Но раньше, чем "чёртова кукла" и "непутёвая планида" успела поворотить налево, Панька спрыгнул с пролётки и стрелой помчался к жёлтой стене, на которой тёмное пятно отворенной двери смотрело глубоким зевом.
Этот зев поглотил Паньку, обдал скверным, прохладным веянием и остановил его, недоумевающего, куда теперь идти.
- Тебе что? - спросили его откуда-то.
Опустив низко голову и не пытаясь посмотреть, кто с ним говорит, Панька торопливо забормотал:
- Будочник один... сумасшедший... сегодня привезли... укажите, где это.
- А!.. иди прямо, прямо. Отец, что ли, будет тебе?

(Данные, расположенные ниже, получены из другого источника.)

PR #76, opened 2019-10-03
Bugfix compiling C++

joeyhoek:
I came across this issue whilst creating a router for an API in my most recent project.
For me it was easily fixed by adding types.

Fixed issue compiling cxx14
Example: error: non-constant-expression cannot be narrowed from type
'off_t' (aka 'long') to 'uintptr_t' (aka 'unsigned long') in initializer
list [-Wc++11-narrowing]

### DIFF
--- a/lib/facil/fio.h
+++ b/lib/facil/fio.h
@@ -1250,7 +1250,7 @@ inline FIO_FUNC ssize_t fio_write(const intptr_t uuid, const void *buffer,
 inline FIO_FUNC ssize_t fio_sendfile(intptr_t uuid, intptr_t source_fd,
                                      off_t offset, size_t length) {
   return fio_write2(uuid, .data.fd = source_fd, .length = length, .is_fd = 1,
-                    .offset = (unsigned long)offset);
+                    .offset = (uintptr_t)offset);
 }
 
 /**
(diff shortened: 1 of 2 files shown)


boazsegev:
Hi @joeyhoek ,

Thank you for the PR 🙏🏻👍🏻

I don't often use C++, so I'm very thankful for the input.

However, I can't help wondering if the types you chose aren't system specific...

The `offset` type in `fio_write2` (`uintptr_t`) might not map to `unsigned long` on every system.

Also, according to the specifications, `tv_sec` is typed as `time_t`, whereas you casted it to `long`. I assume it would be better to switch that to `time_t`, so it's more portable.

(Note: `tv_nsec` should be typed as `long` by the specification, so no worries about that one)

Anyway, could you fix those before I merge?

Thanks!
    Bo

joeyhoek:
Hi @boazsegev,

I think you meant this?

Love the work btw. I'm not very comfortable with C per se, so unfortunately don't think I can be a big help there. If you need any help in the webdevelopment part etc, I'd be happy to help out.

boazsegev:
Hi @joeyhoek ,

Yes, perfect 👍🏻 Thanks🙏🏻

Thank you for helping improve C++ compatibility ☺️

B.

PR #85, opened 2020-01-20
fix deprecated API usage in boiler_plate example

utoni:
- use fio_url_s type instead of deprecated http_url_s

Signed-off-by: Toni Uhlig <matzeton@googlemail.com>

### DIFF
--- a/examples/boiler_plate/src/cli.c
+++ b/examples/boiler_plate/src/cli.c
@@ -73,7 +73,7 @@ void initialize_cli(int argc, char const *argv[]) {
   if (fio_cli_get("-redis") && strlen(fio_cli_get("-redis"))) {
     FIO_LOG_INFO("* Initializing Redis connection to %s\n",
                  fio_cli_get("-redis"));
-    http_url_s info =
+    fio_url_s info =
         http_url_parse(fio_cli_get("-redis"), strlen(fio_cli_get("-redis")));
     fio_pubsub_engine_s *e =
         redis_engine_create(.address = info.host, .port = info.port,
--- a/lib/facil/http/http.h
+++ b/lib/facil/http/http.h
@@ -988,7 +988,11 @@ typedef fio_url_s http_url_s
  *
  * Invalid formats might produce unexpected results. No error testing performed.
  */
-#define http_url_parse(url, len) fio_url_parse((url), (len))
+static inline fio_url_s __attribute__((deprecated("use fio_url_parse instead")))
+http_url_parse(const char *url, size_t length)
+{
+    return fio_url_parse(url, length);
+}
 
 #if DEBUG
 void http_tests(void);
--- a/lib/facil/http/parsers/http1_parser.c
+++ b/lib/facil/http/parsers/http1_parser.c
@@ -583,13 +583,13 @@ re_eval:
                                               : args->on_request)(args->parser))
       goto error;
     args->parser->state =
-        (struct http1_parser_protected_read_only_state_s){0, 0, 0};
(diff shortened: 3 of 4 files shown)


boazsegev:
Hi @lnslbrty ,

Thank you for your PR 🙏🏻

Nice catch on the deprecation warning.

However, I think we will need to update the function call as well as the type (using [`fio_url_parse`](https://github.com/boazsegev/facil.io/blob/c1306722fd84a23447671619fc76eb8a11a6cb39/lib/facil/fio.h#L866-L915) instead of `http_url_parse`).

Could you fix that before I merge?

examples/boiler_plate/src/cli.c
```diff
@@ -73,7 +73,7 @@ void initialize_cli(int argc, char const *argv[]) {
   if (fio_cli_get("-redis") && strlen(fio_cli_get("-redis"))) {
     FIO_LOG_INFO("* Initializing Redis connection to %s\n",
                  fio_cli_get("-redis"));
-    http_url_s info =
+    fio_url_s info =
```
boazsegev: I think we will need to update the function call as well as the type (using [`fio_url_parse`](https://github.com/boazsegev/facil.io/blob/c1306722fd84a23447671619fc76eb8a11a6cb39/lib/facil/fio.h#L866-L915) instead of `http_url_parse`).

lnslbrty:
Will do that ASAP.

boazsegev:
Cool 😎 

I'm mostly offline for the next week or two, but I'll try to merge as soon as I can :-)

lnslbrty:
Fixed.
I would also recommend to remove the broken  **makefile** since all (modern) *Nix OSes support CMake (which is IMHO state-of-the-art technology).
I also need to investigate an issue regarding some explicit function pointer casts before I start porting *facil.io* to *OpenWrt* (and ofc maintaining the pkg).

boazsegev:
Hi @lnslbrty ,

Thank you for the PR and the updates 👍🏻

> Fixed.

I'll probably merge it soon. My online time is still limited right now.

> I would also recommend to remove the broken makefile since all (modern) *Nix OSes support CMake (which is IMHO state-of-the-art technology).

As for the CMake - I don't know why people use it. I find GNU `make` much easier to manage. However, I noticed you claim that the `makefile` is broken... how so?

> I also need to investigate an issue regarding some explicit function pointer casts before I start porting facil.io to OpenWrt (and ofc maintaining the pkg).

Yes... facil.io uses some virtual function tables and pointer casting that walks a thin line by assuming that all pointers are an equal type-size (`sizeof(uintptr_t)`) - which might not be true on some older embedded systems (where function pointers are one length and type pointers are another length). 

If you have any specific concerns I can help with, please let me know.

Kindly,
  Bo.

lnslbrty:
> As for the CMake - I don't know why people use it. I find GNU `make` much easier to manage. However, I noticed you claim that the `makefile` is broken... how so?

A simple `make` results in a missing main function error. I do not see any compile/linker commands since they are all "silenced". I would not recommend to do such things in Makefiles as it takes a lot more time to debug errors.
Another thing is the not-easy-to-read variable substitution. On my machine `MAINSRC`/`MAIN_OBJS` gets always expanded to an empty string.

> Yes... facil.io uses some virtual function tables and pointer casting that walks a thin line by assuming that all pointers are an equal type-size (`sizeof(uintptr_t)`) - which might not be true on some older embedded systems (where function pointers are one length and type pointers are another length).

I'm working on it (but currently OOT - OutOfTime Exception). :smile:

PR #86, opened 2020-01-25
add shared library support

lnslbrty:
Signed-off-by: Toni Uhlig <matzeton@googlemail.com>

### DIFF
--- a/CMakeLists.txt
+++ b/CMakeLists.txt
@@ -1,9 +1,9 @@
-project(facil.io C)
+project(facilio C)
 cmake_minimum_required(VERSION 2.4)
 
 find_package(Threads REQUIRED)
 
-set(facil.io_SOURCES
+set(facilio_SOURCES
   lib/facil/fio.c
   lib/facil/tls/fio_tls_missing.c
   lib/facil/tls/fio_tls_openssl.c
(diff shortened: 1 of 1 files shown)


CMakeLists.txt
```diff
@@ -1,9 +1,9 @@
-project(facil.io C)
+project(facilio C)
```
boazsegev: Is there a reason to drop the `.`?

If so, I'd like to know.

CMakeLists.txt
```diff
@@ -42,3 +42,6 @@ target_include_directories(facil.io
   PUBLIC  lib/facil/redis
 )
 
+set_property(TARGET facilio_objlib PROPERTY POSITION_INDEPENDENT_CODE 1)
```
boazsegev: Interesting... I'm no CMake user / expert - what do these lines do?

Does this replace the option of using facil.io as a source code library?

CMakeLists.txt
lnslbrty: It is confusing (and probably not best-practice) using a `.` for library names.
This character is usually reserved as separator between library name, library suffix and version.

CMakeLists.txt
lnslbrty: It basically adds a `CFLAG` named `-fPIC` which tells the compiler to generate position independent code.
For shared libraries this is a must as the start address of the memory mapped library can be different to the default image base address set by the ELF linker.

lnslbrty:
> I assume that adding shared / static library support does not remove the ability to use facil.io as a code library?

It won't. There is still a static library named `libfacilio_static.a` (using `*_static.a` is a common design pattern for CMake based projects).

PR #92, opened 2020-06-21
Fix theme toggle href function

GnaneshKunal:
- Prevent redirection by not returning anything from the theme
  function.

Before:
output

After:
output

From: https://stackoverflow.com/a/40048197/6830396
> "...the href of a link is that normally, a javascript: URL will redirect the browser to a plain text version of the result of evaluating that JavaScript. ..."


boazsegev:
@GnaneshKunal ,

Thank you for the PR 🎉👏🏻🙏🏻👍🏻

I'm not experiencing this issue on Brave or Safari (`return false` seems to negate the reload)... however, it's obvious that the issue occurs on the browser you're using (though I don't recognize it).

Thanks again!
   Bo.

boazsegev:
FYI:

I'm not sure which browser you're using, but a refresh shouldn't be happening any case, since the `onclick` function shouldn't effect an `href` attribute.

Note that the resulting HTML code is:

```html
<a href="#" id="theme" onclick="change_themes()">Day Theme</a>
```

And the JavaScript function has an:

```js
function change_themes(e) {
   // ...
   if(e) e.preventDefault();
};
```

In theory, not only should the `onclick` stop any further processing, but once the `onclick` callback is finished (assuming processing continues), the `href` attribute would determine the action (here, it is directing the page to an anchor rather than performing a page refresh).

I would offer the opinion that the browser you're using doesn't follow the standards as well as it should.

B.

GnaneshKunal:
@boazsegev 

Thank you for the merge.

> I'm not sure which browser you're using

I was using firefox.

This is from the standards: : https://stackoverflow.com/a/40048197/6830396

> "...the href of a link is that normally, a javascript: URL will redirect the browser to a plain text version of the result of evaluating that JavaScript. ..."

> > Note that the resulting HTML code is:
```js
<a href="#" id="theme" onclick="change_themes()">Day Theme</a>
```
> > And the JavaScript function has an:
```js
function change_themes(e) {
   // ...
   if(e) e.preventDefault();
};
```

That is right. But that is not exactly what was in the docs code. Instead of embedding the function on `onclick` we have embeded it directly in the `href`.

From your above example, you have put `#` in the href and `event.preventDefault()` to stop the event propagation but in the docs code it was 
```html
<a href="javascript:change_themes()">Change theme</a>
```

If you notice here, **there's no onlick (but href function)** and the result of the href function is where the page will be redirected do. If change themes returns undefined it won't redirect but if it returns some other value, then the page will be redirected to the string representation of that value. We return `false` in the `change_themes` function and it doesn't stop the page from redirection but the value is treated as a link and the page is redirected to the string representation of the value.

boazsegev:
@GnaneshKunal ,

Thank you for your update. I'm keeping it because it obviously works around an issue on some browsers... however - just for your reference:

According to [StackOverflow, the best option it you use](https://stackoverflow.com/questions/1070760/javascript-function-in-href-vs-onclick#11348403):

```html
<a id="link_id" title="Foo"  href="no_javascript.html" onclick="foo();return false;">foo</a>
```

This approach is commonly regarded as best. See also the [User Experience forum](https://ux.stackexchange.com/a/3920).

In addition, FireFox on macOS works as expected, without reloading the page (maybe you need to update your browser?).

Anyway, I'll keep your update and I'm thankful that you exposed the need for a workaround.

Kindly,
   Bo.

Панька поднял голову. Перед ним двигалась чья-то широкая спина в красной рубахе.
- Отец, мол, что ли? - говорила эта фигура тенором, не оборачиваясь лицом к Паньке, и вдруг стала так неожиданно и быстро, что Панька ткнулся в неё лицом.
- Вот, Николай Николаевич, сын к сегодняшнему полицейскому пришёл.
К Паньке подошёл господин в очках и взял его за подбородок.
- Ну, что же тебе, мальчик, нужно? - спросил он ласково и тихо.
Панька удивлённо вскинул на него глазами. Лицо у господина было худое, бледное и такое маленькое.
- Что же ты хочешь? а?
- К нему бы...
- Да нельзя этого. Нельзя.
Панька сморщился и молча заплакал. У него кружилась голова.
- Как же теперь... я-то? - сквозь слёзы спросил он.
Но господина около него уже не было, стоял один только человек в красной рубахе и белом фартуке. Он стоял перед Панькой, заложив руки назад, и, закусив губу, задумчиво поглядывал на него. Панька плотно прижался к стене и всхлипывал.
- Нишкни! Айда-ка со мной скорей, чтоб не видел доктор-то, ну! - и, схватив Паньку за руку, он помчал его в глубь коридора.
- Гляди!
Паньку сзади схватили руками, подняли на воздух и ткнули в круглое стекло, вставленное в дверном отверстии, а за дверью гудел могучий бас Арефия.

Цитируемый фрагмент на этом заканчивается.